Title: How Whisper Turns Voice into Text
Introduction
Whisper is an AI model that changes voice into text. It is made by OpenAI. You can use it to write down what people say. Let’s see how it works.
1. What Whisper Can Do
Whisper can understand many languages. It can:
- Write down (transcribe) English, Japanese, and more
- Translate between languages
- Guess where a person stops talking
- Guess what language is spoken
There are different sizes: tiny, small, medium, and large. The large model is very accurate, but it needs a lot of memory.
2. Step-by-Step: How Whisper Works
Step 1: Voice Input
Whisper takes voice input in 30-second parts.
Step 2: Convert to a Picture
It changes the voice to a special image called a mel spectrogram. This makes the sound easier for the computer to understand.
Step 3: Encoder
This part reads the image and finds important features. These features help Whisper understand what is said.
Step 4: Decoder
Whisper starts to write words. First, it guesses the language. Then, it writes one word at a time.
It uses the last word to guess the next one. This repeats until all words are written.
3. What’s Inside Whisper
Whisper uses a Transformer model. Transformers are used in GPT and BERT. They help AI understand order and meaning.
a. Positional Encoding
Voice or text has order. For example:
- “The dog bit the man”
- “The man bit the dog”
These are different. So, Whisper adds position data to understand the order.
b. Self-Attention
Whisper looks at all the words or sounds at once. It learns what parts are important. This is faster than old methods.
c. Multi-Head Attention
Whisper uses many “heads” to look at the data in different ways. This helps it understand more.
4. Making Words from Numbers
Whisper does not understand letters. So it changes words into numbers (IDs). These are called tokens.
Tokenization
It breaks long words into smaller parts. For example:
- “transcription” → “tran” + “script” + “ion”

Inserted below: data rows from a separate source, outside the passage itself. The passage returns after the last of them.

PR #808, opened 2017-04-10
Metrics: Improve readability

GabyCT:
This will try to improve readability of the commands of this script

### DIFF
--- a/tests/metrics/network/network-metrics-iperf3.sh
+++ b/tests/metrics/network/network-metrics-iperf3.sh
@@ -30,6 +30,7 @@ port=5201:5201
 image=gabyct/network
 # Measurement time (seconds)
 time=5
+set -e
 
 function setup {
 	runtime_docker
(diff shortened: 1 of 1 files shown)


tests/metrics/network/network-metrics-iperf3.sh
```diff
@@ -42,10 +42,12 @@ function setup {
 function iperf3_bandwidth {
 	setup
 	bandwidth_result=$(mktemp)
-	$DOCKER_EXE run -d --name=iperf3-server ${image} bash -c "mount -t ramfs -o size=20M ramfs /tmp && iperf3 -p ${port} -s" > /dev/null && \
-	server_address=`$DOCKER_EXE inspect --format "{{.NetworkSettings.IPAddress}}" $($DOCKER_EXE ps -ql)` && \
-	$DOCKER_EXE run -ti --rm --name=iperf3-client ${image} bash -c "mount -t ramfs -o size=20M ramfs /tmp && iperf3 -c ${server_address} -t ${time}" > "$bandwidth_result"
-	total_bandwidth=`cat $bandwidth_result | tail -n 3 | head -1 | awk '{print $(NF-2), $(NF-1)}'`
+	server_command="mount -t ramfs -o size=20M ramfs /tmp && iperf3 -p ${port} -s"
+	$DOCKER_EXE run -d --name=iperf3-server ${image} bash -c "${server_command}" > /dev/null && \
```
devimc: Q.  are ```&&``` needed ?

GabyCT:
@devimc to avoid that the client and the server goes to connection timeout as everything must be synchoronized

tests/metrics/network/network-metrics-iperf3.sh
GabyCT: @devimc to avoid that the client and the server goes to connection timeout as everything must be synchoronized

GabyCT: @devimc a note has been added

devimc:
lgtm

chavafg:
qa-passed

chavafg:
qa-passed

tests/metrics/network/network-metrics-iperf3.sh
grahamwhaley: @GabyCT I'm not sure the && gives you the synchronisation you are hoping for - I don't believe the sub commands 'wait for each other' due to && or are run in parallel - the `bash` manual states I believe they have 'left associativity', and for a command `command1 && command2`, command2 will execute iff command1 succeeds. Thus, && gives you sequence - but so will placing the commands on separate sequential lines. It will catch errors and not run subsequent sub-commands, which is good, but I suspect setting `-e` at the top of the script may actually be a better solution for error handling here.
 I might be missing something here though.
Think I'll ask @jodh-intel if he has any thoughts as well.

jodh-intel:
Hi @GabyCT - I'm in favour of anything that makes the code more readable but I think we can make this simpler still: rather than using the `&& \`, just put a `set -e` at the top of the file. That way you can remove the `&& \`'s (which tend to make the file more difficult to update).

grahamwhaley:
I like the breakout of the commands into strings - makes those easier to read. And I think there is little else you can do to make those docker lines much clearer.
Once we've worked out the && discussion then I'll 'l g t m' it :-)

GabyCT:
@jodh-intel and @grahamwhaley changes applied

jodh-intel:
This is looking much better. Could you just do one final thing: add some blank lines to space out those commands into more logical units (think of them as paragraphs) so that each group of lines represents a action/activity. Something like:

```
server_command="mount -t ramfs -o size=20M ramfs /tmp && iperf3 -p ${port} -s"
$DOCKER_EXE run -d --name=iperf3-server ${image} bash -c "${server_command}" > /dev/null

server_address=$($DOCKER_EXE inspect --format "{{.NetworkSettings.IPAddress}}" $($DOCKER_EXE ps -ql))
client_command="mount -t ramfs -o size=20M ramfs /tmp && iperf3 -c ${server_address} -t ${time}"
$DOCKER_EXE run -ti --rm --name=iperf3-client ${image} bash -c "${client_command}" > "$bandwidth_result"

 total_bandwidth=$(cat $bandwidth_result | tail -n 3 | head -1 | awk '{print $(NF-2), $(NF-1)}')
    :
    :
```

GabyCT:
@jodh-intel done :)

jodh-intel:
@GabyCT - great, thanks.

lgtm.

grahamwhaley:
Tested-By: me
lgtm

These parts are turned into IDs. Later, Whisper changes the IDs back into text.
5. How It Chooses Words
Whisper gets scores for each word. It chooses the word with the highest score.
a. Greedy Search
Always picks the best score. Fast, but not always natural.
b. Beam Search
Keeps the top 2–5 options and chooses the best sentence later.
c. Temperature
Sometimes chooses random words. This makes text more creative.
6. Whisper on iPhone
Tiny or small models work on iPhone because they need less memory. Large models are too heavy.
7. Whisper Is Open
Whisper’s code is on GitHub. Everyone can check how it works. You can also learn from the research paper.
Conclusion
Whisper is a smart AI that listens and writes. It uses Transformer models to do this. It can help in many ways: meeting notes, subtitles, translation, and more.